FUNCTIONAL magnetic resonance imaging (FMRI) scans and cognitive tests can predict treatment response in patients with major depression, according to the findings of a study from the University of Illinois at Chicago (UIC), Illinois, USA and the University of Michigan, Michigan, USA.
The findings could allow clinicians to determine whether a patient would be responsive to an anti-depressant therapy prior to them beginning a lengthy course of medication. This would also allow patients to recover faster by avoiding ineffective therapy and reduce the costs of unnecessary treatments for healthcare providers.
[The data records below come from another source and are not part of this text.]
Issue #378, opened 2021-09-29
Add `--version` flag


cmungall:
As per https://clig.dev/ we should have a `--version` flag on generator and other commands. This should display the linkml version - perhaps also runtime.

not sure how to implement this:

```python
>>> import linkml
RDFLib Version: 5.0.0
>>> linkml.__version__
Traceback (most recent call last):
  File "<stdin>", line 1, in <module>
AttributeError: module 'linkml' has no attribute '__version__'
```

cmungall:
We need to solve this problem generally:

- the metamodel docs should show the version of linkml-model
- generated schemas should show the version of the schema in their own docs
- all tools should be able to report on the version of that tool, and also the version of the metamodel

The general blocker here is that we use github releases to handle all aspects of releases, including assigning version tags. This means the versions in all out pyproject.yaml files is 0.0.0, making introspection hard.

dalito:
For automatic versioning with poetry, you may use https://github.com/mtkennerly/poetry-dynamic-versioning - It solved poetry`s automatic versioning problem for me. The version can be derived from a git-tag and temporarily injected to files you want. Can this not solve the 0.0.0 problem?

cmungall:
oooh this may be just what we need!! thank you @dalito!

PR #434, opened 2021-10-23
Add version flag

rosdyana:
Solve issue #378


sujaypatil96:
Thank you for clarifying that @rosdyana. I had a couple of other comments though.

setup.py
```diff
@@ -2,6 +2,10 @@
 import sys
 from setuptools import setup
 from warnings import warn
+import versioneer
+
+version = versioneer.get_version()
```
sujaypatil96, line 7: You're getting the version here, but not passing it to the `setup()`. From the `pandas` repo that you referenced, here is the [line](https://github.com/pandas-dev/pandas/blob/master/setup.py#L649) I'm referring to.

setup.py
```diff
@@ -2,6 +2,10 @@
...
+cmdclass = versioneer.get_cmdclass()
```
sujaypatil96, line 8: Similar to `version`, you're not passing `cmdclass` to `setup()` either. Here is the [line](https://github.com/pandas-dev/pandas/blob/master/setup.py#L651) from pandas.

sujaypatil96 (changes requested):
Would you be able to resolve these two comments @rosdyana? I think we should be good to merge it right after.

rosdyana:
@sujaypatil96 Sure, I just pushed a new commit to resolve that issue, thanks!

sujaypatil96 (approved):
Thank you @rosdyana. I think this PR is good to be merged.🚀

sujaypatil96:
Converting this PR to draft.

Reason: Passing explicit `version` and `cmdclass` options to `setup()` in setup.py without [pbr](https://github.com/openstack/pbr) will cause the application to break. So we need to explore alternative options of implementing this. See this SO [post](https://stackoverflow.com/questions/55921981/how-can-i-use-pbr-version-from-source).

sierra-moxon:
Hi @rosdyana - we just migrated LinkML to use the poetry virtual environment and package management framework.  I think I need to close this PR as it changes files that were removed during this migration.  With that change, have we addressed your versioning concerns?  If not, please do submit another PR and we can address it ASAP.

PR #548, opened 2023-08-11
Use explicit commit

halgari:
Another flakey test fix, the idea here is that we might be running into a delay between when a transation ends and a commit is invoked.


erri120:
It might be worth applying the Sqlite IPC optimizations from #502 to the Date Store.

PR #559, opened 2023-08-16
Switch to xxhash64 nuget

### LINKED ISSUE #550: Use external xxHash64 library
The xxHash64 library was moved to https://github.com/Nexus-Mods/NexusMods.Hashing.xxHash64, but our solution still contains the entire code.

halgari:
resolves #550


Directory.Packages.props
erri120, line 1: Sadly, using the in-built package manager of Rider and VS will completely scramble this file. I'd suggest keeping the same formatting as before or merging all groups into one and sort it lexically.

erri120 (changes requested):

Directory.Packages.props
halgari: I'm confused at what you mean by this, looking at the history it doesn't look like this file has changed much much in this PR. What am I missing?

halgari: done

In the study, researchers found that a high activity in two particular networks of the brain when patients made mistakes during a cognitive test was a predictor of being less likely to respond to medication. The two networks were the error detection network, which becomes active when someone becomes aware of making a mistake, and the interference processing network, which activates when deciding what information to focus on. “We believe that increased crosstalk within these networks may reflect a propensity to ruminate on negative occurrences, such as a mistake, or a deficit in emotional regulation when faced with a mistake, and our medications may be less effective in helping these types of patients,” said Natania Crane, UIC, first author of the study.
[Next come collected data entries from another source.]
PR #566, opened 2023-08-22
Chunked seekable stream reader

### LINKED ISSUE #565: Add support for seekable read only streams on top of a chunked loader.
In order to allow for just-in-time file analysis (part of tect debt removal) we need a way to get a readonly seekable stream from files in the `ArchiveManager`. 

## Requirements

* Implement a chunked seekable stream reader, use a LRU cache chunked streams
* Add support for the chunked seekable stream reader to the IArchiveManager, have the NX implementation throw (for now)
* Add tests for all the methods

halgari:
resolves #565 

This implements a system for lazy loading of data via chunked streams, main classes implemented in this PR:

* ChunkedStream<T> - takes a IChunkedStreamSource for loading chunks with a size and count specified by the source. ChunkedStream is a seekable, read-only stream that supports both async and sync read methods. Chunks are stored in a LRU cache that defaults to a size of 16. This should allow for random access to be rather fast, as long as the current working set of data fits within the chunks that fit in the LRU cache
* IChunkedStreamSource - a interface for defining a chunked stream, has both sync and async `GetChunk` methods so that each type of threading model remains performant
* LightweightLRUCache - a very lightweight LRU cache that does not support threading in any manner (we don't need it here), but because of that can be a struct embedded in ChunkedStream.

### DIFF
--- a/src/NexusMods.DataModel/ChunkedStreams/IChunkedStreamSource.cs
+++ b/src/NexusMods.DataModel/ChunkedStreams/IChunkedStreamSource.cs
@@ -3,7 +3,8 @@
 namespace NexusMods.DataModel.ChunkedStreams;
 
 /// <summary>
-/// A source of data for a <see cref="ChunkedStream"/>
+/// A source of data for a <see cref="ChunkedStream{T}"/>. Sizes of chunks should be no larger
+/// than 1MB or the chunked stream should be updated to not use a memory pool in those cases.
 /// </summary>
 public interface IChunkedStreamSource
 {
--- a/src/NexusMods.DataModel/ChunkedStreams/IChunkedStreamSource.cs
+++ b/src/NexusMods.DataModel/ChunkedStreams/IChunkedStreamSource.cs
@@ -1,11 +1,11 @@
 ﻿using NexusMods.Paths;
 
-namespace NexusMods.DataModel.ChunkedReaders;
+namespace NexusMods.DataModel.ChunkedStreams;
 
 /// <summary>
-/// A source of data for a <see cref="ChunkedReader{T}"/>
+/// A source of data for a <see cref="ChunkedStream"/>
 /// </summary>
-public interface IChunkedReaderSource
+public interface IChunkedStreamSource
 {
     /// <summary>
     /// Gets the size of the source in bytes.
--- a/src/NexusMods.DataModel/ChunkedStreams/LightweightLRUCache.cs
+++ b/src/NexusMods.DataModel/ChunkedStreams/LightweightLRUCache.cs
@@ -1,4 +1,6 @@
-﻿namespace NexusMods.DataModel.ChunkedStreams;
+﻿using NexusMods.Paths.Extensions;
+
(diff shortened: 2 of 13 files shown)


src/NexusMods.DataModel/ChunkedStreams/LightweightLRUCache.cs
```diff
@@ -0,0 +1,121 @@
...
+    /// <summary>
+    /// Moves the given index to the front of the cache.
+    /// </summary>
+    /// <param name="index"></param>
+    private void Touch(int index)
+    {
+        if (index == 0) return;
+        var key = _keys[index];
+        var val = _values[index];
+        Array.Copy(_keys, 0, _keys, 1, index);
```
Sewer56, line 59: Avoid `Array.Copy` in this code. Because that code is non-generic, it needs to do some extra pre-processing; and we're dealing with small cache sizes.

Use `Buffer.MemMove` private API.

You can either do it with `Buffer.MemoryCopy();` or `_keys.AsSpanFast().CopyTo()`.

Sewer56 (changes requested):
All's good aside from the small notes.

src/NexusMods.DataModel/ChunkedStreams/IChunkedStreamSource.cs
```diff
@@ -0,0 +1,42 @@
+﻿using NexusMods.Paths;
+
+namespace NexusMods.DataModel.ChunkedStreams;
+
+/// <summary>
+/// A source of data for a <see cref="ChunkedStream"/>
```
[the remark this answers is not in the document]
halgari: rofl, it had {T} then I removed the {T}, then I made ChunkedStream generic anyways 🤦

src/NexusMods.DataModel/ChunkedStreams/LightweightLRUCache.cs
halgari: Where are these private API methods at? I can seem to find them.

Sewer56: `Buffer.MemMove` is internal to the runtime. It's basically `memcpy`.

`Buffer.MemoryCopy();` and `_keys.AsSpanFast().CopyTo().` would be two efficient ways to access that method with minimal overhead.

Not sure which one's faster, the second one technically avoids pinning.

Note: `AsSpanFast` needs is an extension used in some of our other projects (e.g. Paths), just grab it from there.

src/NexusMods.DataModel/ChunkedStreams/IChunkedStreamSource.cs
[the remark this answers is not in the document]
Sewer56: :sweat:

Sewer56 (approved):
This is fine for merging in current state.

Do consider eliminating some additional bounds checks with `DangerousGetReferenceAt` where you feel applicable; as it would shave some instructions here and there. That said, all's good now.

Crane and the team carried out fMRI scans on 36 adult patients with major depressive disorder as they completed a task requiring them to watch letters flash across a screen. The participants were asked to press a button each time they saw a letter but not to press the button a second time if the letter was repeated. Each patient also received either escitalopram or duloxetine anti-depressants for the course of the study. Patients were followed-up after 10 weeks to determine whether the medication had relieved their symptoms.
The team found that patients whose brain activity was higher in the two networks were less likely to experience a reduction in symptoms and this was in line with their own predictions. “Using our model, we were able to predict with a very high degree of accuracy, in fact 90%, which patients would respond well to anti-depressant treatment, and which would not,” said Prof Scott Langenecker, UIC, corresponding author of the paper. “This is an important step towards individualised medicine for depression treatment. Using cognitive tests and fMRI, we can identify who will respond best to anti-depressant therapy and who may need other effective therapies that work through different mechanisms, like psychotherapy.”